**WHAT TO PRODUCE:** In the records below, find each line with the word "same" and copy it.

[Excerpts from a dataset]

▼▼▼

PR #1272, opened 2018-06-06
Add Omniledger and Event Log to Cothority

jeffallen:
These are the commits made to the student_18_omniledger repository, followed by additional commits to touch things up and fix the build.

### DIFF
--- a/eventlog/README.md
+++ b/eventlog/README.md
@@ -14,7 +14,7 @@ auditability. Below are some of the main features that sets us apart.
 - Configurable acceptance criteria - we execute a smart-contract on all nodes,
   nodes only accept the event if the smart-contract returns a positive result.
 - Existance proof - once an event is logged, an authorised client can request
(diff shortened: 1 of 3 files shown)


kc1212:
oh dear, I guess rewriting history removes the signed commits, oh well

ineiti:
There is a patch that can sign using the public keys (sorry, insider-joke ;)

ineiti:
Anyway - this looks good - not too many outside code changes. The only surprise is that the `GetAllSkipchains` change is in here and didn't pass through master. But that's a negligible epsilon and should be ignored.

The current https://pulsar.dedis.ch timestamp is 2467. We can take the value at 2500, and if it starts with
- [0-4] - @jeffallen merges
- [5-9] - @kc1212 merges
- [a-e] - @ineiti merges
- [f] take next value

Sorry for another gamification...

PR #1282, opened 2018-06-08
Event log searching

jeffallen:
Implement a new way of managing time buckets where the start times are monotonically increasing by at least 5 seconds for every new time bucket and we remove the limit on the number of events in every time bucket. This change was made to enable the searching/filtering functionality (also in this PR) so that when we iterate over time buckets to find a list of events between a time period, we know when to stop. It wouldn't have been possible in the old code because an earlier time bucket may have a later start time.


jeffallen:
This is still work in progress, because I need to do multi-bucket tests still. But i'm looking for quick feedback in case I've totally screwed up the API.

eventlog/service.go
```diff
@@ -119,6 +119,83 @@ func (s *Service) GetEvent(req *GetEventRequest) (*GetEventResponse, error) {
 	}, nil
 }
 
+var days = 24 * time.Hour
+var years = 365 * days
```
kc1212: doesn't seem to be used

eventlog/service.go
```diff
@@ -119,6 +119,83 @@ func (s *Service) GetEvent(req *GetEventRequest) (*GetEventResponse, error) {
...
+		bend = b.Start
+		b, err = getBucketByID(v, b.Prev)
+		if err != nil {
+			// We might have found some buckets to search, so exit the loop.
+			break
+		}
+	}
+
+	reply := &SearchResponse{
+		Truncated: false,
```
kc1212: is this used?

eventlog/service.go
```diff
@@ -119,6 +119,83 @@ func (s *Service) GetEvent(req *GetEventRequest) (*GetEventResponse, error) {
...
+	}
+	if len(buckets) == 0 {
+		return reply, nil
+	}
+
+	for _, b := range buckets {
+		for _, e := range b.EventRefs {
+			ev, err := getEventByID(v, e)
+			if err != nil {
+				return nil, err
```
kc1212: If we allow failures in `getBucketByID`, we should also allow failures in `getBucketByID`, i.e., we try to return as many events as we can and let the client know that some results might be missing via the `Truncated` flag. Alternatively, we immediately fail if either of these functions returns an error, because that would indicate the time buckets are not created correctly, which is a critical error to me. I'm leaning towards the latter.

eventlog/api_test.go
```diff
@@ -143,3 +143,44 @@ func checkProof(t *testing.T, omni *omniledger.Service, key []byte, scID skipcha
...
+	leader.waitForBlock(c.ID)
+	leader.waitForBlock(c.ID)
+
+	req = &SearchRequest{ID: c.ID}
+	resp, err = c.Search(req)
+	require.Nil(t, err)
+	require.NotNil(t, resp)
+	require.Equal(t, 10, len(resp.Events))
+
+	req = &SearchRequest{ID: c.ID, From: tm0 + 3, To: tm0 + 8}
```
ineiti: Is this `From <= timestamp < To`? That might be worth a documentation in the `Search` api...

eventlog/messages.go
```diff
@@ -44,23 +43,39 @@ type InitResponse struct {
...
+// LogResponse is the reply to LogRequest.
+type LogResponse struct {
+}
+
+// SearchRequest includes all the search parameters (AND of all provided search parameters).
+type SearchRequest struct {
+	ID    skipchain.SkipBlockID
+	Topic string // Return events where Event.Topic == Topic.
+	From  int64  // Return events where When is > From.
+	To    int64  // Retursn events where When is <= To.
```
ineiti: `s/Retursn/Returns/`

I would copy/paste the same documentation to the client-API, as there is the most probably place a user will look.

ineiti:
Also has some undocumented public methods.

eventlog/service.go
jeffallen: Well, I just thought it would be useful to know. Like in case I forgot how many days in a year later. But now it's in git so I guess I can nuke it. :)

eventlog/service.go
jeffallen: It is supposed to be, thanks for the reminder.

eventlog/api_test.go
jeffallen: It is documented in the SearchRequest type.

eventlog/el/main_test.go
```diff
@@ -20,7 +20,7 @@ func TestMain(m *testing.M) {
 	log.MainTest(m)
 }
 
-const blockInterval = 100 * time.Millisecond
+const blockInterval = 1 * time.Second
```
ineiti: I started to use a lot of these:

https://github.com/dedis/cothority/pull/1292/files#diff-61a6ae16d2daf74433eb76df236b74e0R555

To verify when the new instance is created. But I think we need to do the same with the `ClientTransaction` and make a way to get the result of a `ClientTransaction` from the node.

jeffallen: Are you asking for a change here... I'm  not sure I see what you are proposing.

ineiti: I thought you were waiting for all the transactions to be included and pointed to how it should be done - polling each `interval` to see if the proof `match()`es.

eventlog/service.go
```diff
@@ -119,28 +111,112 @@ func (s *Service) GetEvent(req *GetEventRequest) (*GetEventResponse, error) {
...
+	if err == errIndexMissing {
+		// There are no events yet on this chain, so return no results.
+		return &SearchResponse{}, nil
+	}
+	if err != nil {
+		return nil, err
+	}
+	// bEnd is normally updated from the last bucket's start. For the latest
+	// bucket, bEnd is now.
+	bEnd := time.Now().UnixNano()
```
kc1212: if I understood correctly, this might not be the case if you submit an even that has a timestamp after `time.Now()` and then do a search request immediately after the event is recorded.

eventlog/service.go
```diff
@@ -119,28 +111,112 @@ func (s *Service) GetEvent(req *GetEventRequest) (*GetEventResponse, error) {
...
+		b := buckets[i]
+		for _, e := range b.EventRefs {
+			ev, err := getEventByID(v, e)
+			if err != nil {
+				log.Errorf("bucket %x points to event %x, but the event was not found: %v", bids[i], e, err)
+				return nil, err
+			}
+
+			if req.From <= ev.When && ev.When < req.To {
+				if req.Topic == "" || req.Topic == ev.Topic {
```
kc1212: future work: a useful improvement here would be to allow expressions, something like `req.Topic = "art & music"`

eventlog/service.go
jeffallen: I see what you are saying, but it seems too uncommon, let's keep this as simple as possible until it proves to be a problem.

kc1212:
moving to R4M because @jeffallen says it is ready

▲▲▲

**WRITTEN ANSWER:**
I would copy/paste the same documentation to the client-API, as there is the most probably place a user will look.
To verify when the new instance is created. But I think we need to do the same with the `ClientTransaction` and make a way to get the result of a `ClientTransaction` from the node.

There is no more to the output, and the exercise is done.